Your answer should consist of each line below that includes the word "chore".

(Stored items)
··········
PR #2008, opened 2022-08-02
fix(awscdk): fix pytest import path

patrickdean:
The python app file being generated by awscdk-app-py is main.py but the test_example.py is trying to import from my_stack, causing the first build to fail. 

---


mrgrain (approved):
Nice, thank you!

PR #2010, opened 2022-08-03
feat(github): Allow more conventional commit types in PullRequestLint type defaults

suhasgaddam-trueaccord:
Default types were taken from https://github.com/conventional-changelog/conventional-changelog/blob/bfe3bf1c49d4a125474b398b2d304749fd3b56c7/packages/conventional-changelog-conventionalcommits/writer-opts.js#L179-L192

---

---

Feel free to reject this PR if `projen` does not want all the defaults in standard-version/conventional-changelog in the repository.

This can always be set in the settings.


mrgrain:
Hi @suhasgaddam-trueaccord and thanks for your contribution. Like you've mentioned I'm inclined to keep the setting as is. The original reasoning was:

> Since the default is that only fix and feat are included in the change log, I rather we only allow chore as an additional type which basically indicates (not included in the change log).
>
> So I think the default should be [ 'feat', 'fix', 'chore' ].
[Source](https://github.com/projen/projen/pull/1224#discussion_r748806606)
··········
*Answer to this exercise:*
> Since the default is that only fix and feat are included in the change log, I rather we only allow chore as an additional type which basically indicates (not included in the change log).
> So I think the default should be [ 'feat', 'fix', 'chore' ].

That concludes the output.